Saved data entries:
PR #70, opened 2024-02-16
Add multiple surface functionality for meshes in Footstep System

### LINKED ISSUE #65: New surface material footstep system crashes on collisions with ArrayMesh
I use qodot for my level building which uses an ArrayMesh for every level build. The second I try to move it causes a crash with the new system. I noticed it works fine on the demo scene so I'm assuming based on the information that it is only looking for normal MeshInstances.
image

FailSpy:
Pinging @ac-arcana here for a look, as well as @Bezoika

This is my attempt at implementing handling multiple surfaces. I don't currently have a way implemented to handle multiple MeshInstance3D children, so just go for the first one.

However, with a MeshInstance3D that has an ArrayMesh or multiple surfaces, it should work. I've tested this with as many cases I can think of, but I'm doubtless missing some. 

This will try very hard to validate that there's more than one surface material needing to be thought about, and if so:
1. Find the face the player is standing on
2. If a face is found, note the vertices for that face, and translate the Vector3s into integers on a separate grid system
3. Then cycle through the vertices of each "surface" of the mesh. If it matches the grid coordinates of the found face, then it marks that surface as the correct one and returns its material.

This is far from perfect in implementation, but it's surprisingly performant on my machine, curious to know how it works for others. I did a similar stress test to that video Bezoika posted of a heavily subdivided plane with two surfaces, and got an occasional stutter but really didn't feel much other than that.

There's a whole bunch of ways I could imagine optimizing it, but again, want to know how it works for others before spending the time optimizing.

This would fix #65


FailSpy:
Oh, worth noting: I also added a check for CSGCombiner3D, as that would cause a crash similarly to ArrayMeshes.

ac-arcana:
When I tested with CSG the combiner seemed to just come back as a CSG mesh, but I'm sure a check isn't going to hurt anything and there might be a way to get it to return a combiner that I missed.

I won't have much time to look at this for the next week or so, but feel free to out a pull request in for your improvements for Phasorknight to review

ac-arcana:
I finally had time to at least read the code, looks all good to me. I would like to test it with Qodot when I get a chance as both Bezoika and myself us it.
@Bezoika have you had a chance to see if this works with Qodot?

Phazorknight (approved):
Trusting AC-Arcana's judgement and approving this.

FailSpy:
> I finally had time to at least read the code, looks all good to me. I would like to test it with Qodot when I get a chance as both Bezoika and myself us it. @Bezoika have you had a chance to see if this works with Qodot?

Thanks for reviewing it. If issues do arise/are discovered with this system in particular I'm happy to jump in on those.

→ DIRECTIONS FOR THIS TASK
Only one stretch is wanted, so please give again exactly the lines from the start of the data through the line containing "This is far", both ends included.

→ SOLUTION TO THIS PROBLEM
PR #70, opened 2024-02-16
Add multiple surface functionality for meshes in Footstep System

### LINKED ISSUE #65: New surface material footstep system crashes on collisions with ArrayMesh
I use qodot for my level building which uses an ArrayMesh for every level build. The second I try to move it causes a crash with the new system. I noticed it works fine on the demo scene so I'm assuming based on the information that it is only looking for normal MeshInstances.
image

FailSpy:
Pinging @ac-arcana here for a look, as well as @Bezoika

This is my attempt at implementing handling multiple surfaces. I don't currently have a way implemented to handle multiple MeshInstance3D children, so just go for the first one.

However, with a MeshInstance3D that has an ArrayMesh or multiple surfaces, it should work. I've tested this with as many cases I can think of, but I'm doubtless missing some. 

This will try very hard to validate that there's more than one surface material needing to be thought about, and if so:
1. Find the face the player is standing on
2. If a face is found, note the vertices for that face, and translate the Vector3s into integers on a separate grid system
3. Then cycle through the vertices of each "surface" of the mesh. If it matches the grid coordinates of the found face, then it marks that surface as the correct one and returns its material.

This is far from perfect in implementation, but it's surprisingly performant on my machine, curious to know how it works for others. I did a similar stress test to that video Bezoika posted of a heavily subdivided plane with two surfaces, and got an occasional stutter but really didn't feel much other than that.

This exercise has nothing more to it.